WHAT THE EXERCISE ASKS: Copy out each line of the data holding "still".

DATA EXTRACT:
Start of Block

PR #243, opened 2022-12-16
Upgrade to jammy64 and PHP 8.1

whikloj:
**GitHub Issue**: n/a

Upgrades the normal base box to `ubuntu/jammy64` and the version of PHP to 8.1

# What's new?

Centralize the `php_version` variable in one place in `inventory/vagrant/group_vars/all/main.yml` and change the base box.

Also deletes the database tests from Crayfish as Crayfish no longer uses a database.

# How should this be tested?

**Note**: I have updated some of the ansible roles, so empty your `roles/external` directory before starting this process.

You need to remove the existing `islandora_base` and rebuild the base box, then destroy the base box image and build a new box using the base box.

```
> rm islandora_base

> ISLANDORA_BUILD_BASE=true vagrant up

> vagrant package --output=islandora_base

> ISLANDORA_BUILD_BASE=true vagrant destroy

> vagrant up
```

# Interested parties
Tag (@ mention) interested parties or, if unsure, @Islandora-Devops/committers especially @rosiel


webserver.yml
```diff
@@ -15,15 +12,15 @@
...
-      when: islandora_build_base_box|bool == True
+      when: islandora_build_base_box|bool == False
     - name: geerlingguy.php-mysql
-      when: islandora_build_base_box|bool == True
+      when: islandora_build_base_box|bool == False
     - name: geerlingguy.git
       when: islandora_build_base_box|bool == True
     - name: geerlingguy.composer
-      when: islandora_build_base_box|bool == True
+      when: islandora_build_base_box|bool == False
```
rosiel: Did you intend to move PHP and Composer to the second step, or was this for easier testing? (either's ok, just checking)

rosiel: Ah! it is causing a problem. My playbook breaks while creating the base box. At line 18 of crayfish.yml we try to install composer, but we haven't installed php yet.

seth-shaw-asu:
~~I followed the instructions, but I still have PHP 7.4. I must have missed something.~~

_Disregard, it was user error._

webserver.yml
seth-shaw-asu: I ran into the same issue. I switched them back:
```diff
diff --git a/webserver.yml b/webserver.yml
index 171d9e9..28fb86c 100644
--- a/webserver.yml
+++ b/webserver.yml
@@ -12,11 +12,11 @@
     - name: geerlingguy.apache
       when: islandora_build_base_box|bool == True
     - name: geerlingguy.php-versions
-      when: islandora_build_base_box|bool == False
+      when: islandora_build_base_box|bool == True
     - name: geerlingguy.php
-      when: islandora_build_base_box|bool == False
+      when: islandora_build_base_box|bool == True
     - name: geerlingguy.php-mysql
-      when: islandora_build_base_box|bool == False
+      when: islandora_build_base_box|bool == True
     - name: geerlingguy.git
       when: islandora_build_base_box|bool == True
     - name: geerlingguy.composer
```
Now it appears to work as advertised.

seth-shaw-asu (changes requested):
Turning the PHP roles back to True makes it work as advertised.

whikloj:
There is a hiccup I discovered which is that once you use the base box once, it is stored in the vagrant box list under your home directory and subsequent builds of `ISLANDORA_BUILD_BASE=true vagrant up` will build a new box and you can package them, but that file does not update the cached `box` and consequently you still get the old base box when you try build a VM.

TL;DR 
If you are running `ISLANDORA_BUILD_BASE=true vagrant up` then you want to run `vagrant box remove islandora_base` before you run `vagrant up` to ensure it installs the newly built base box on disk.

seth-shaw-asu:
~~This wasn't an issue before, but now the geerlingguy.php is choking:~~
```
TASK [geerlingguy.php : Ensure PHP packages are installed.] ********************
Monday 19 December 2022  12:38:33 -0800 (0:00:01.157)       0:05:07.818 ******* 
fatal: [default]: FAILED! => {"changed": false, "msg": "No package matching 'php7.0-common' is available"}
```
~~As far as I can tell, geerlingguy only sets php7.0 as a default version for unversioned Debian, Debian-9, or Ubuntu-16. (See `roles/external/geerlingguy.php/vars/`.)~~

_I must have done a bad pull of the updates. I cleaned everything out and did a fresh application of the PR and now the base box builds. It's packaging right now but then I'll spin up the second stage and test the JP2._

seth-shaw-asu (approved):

End of Block

SOLUTION FOR THIS TASK:
~~I followed the instructions, but I still have PHP 7.4. I must have missed something.~~
There is a hiccup I discovered which is that once you use the base box once, it is stored in the vagrant box list under your home directory and subsequent builds of `ISLANDORA_BUILD_BASE=true vagrant up` will build a new box and you can package them, but that file does not update the cached `box` and consequently you still get the old base box when you try build a VM.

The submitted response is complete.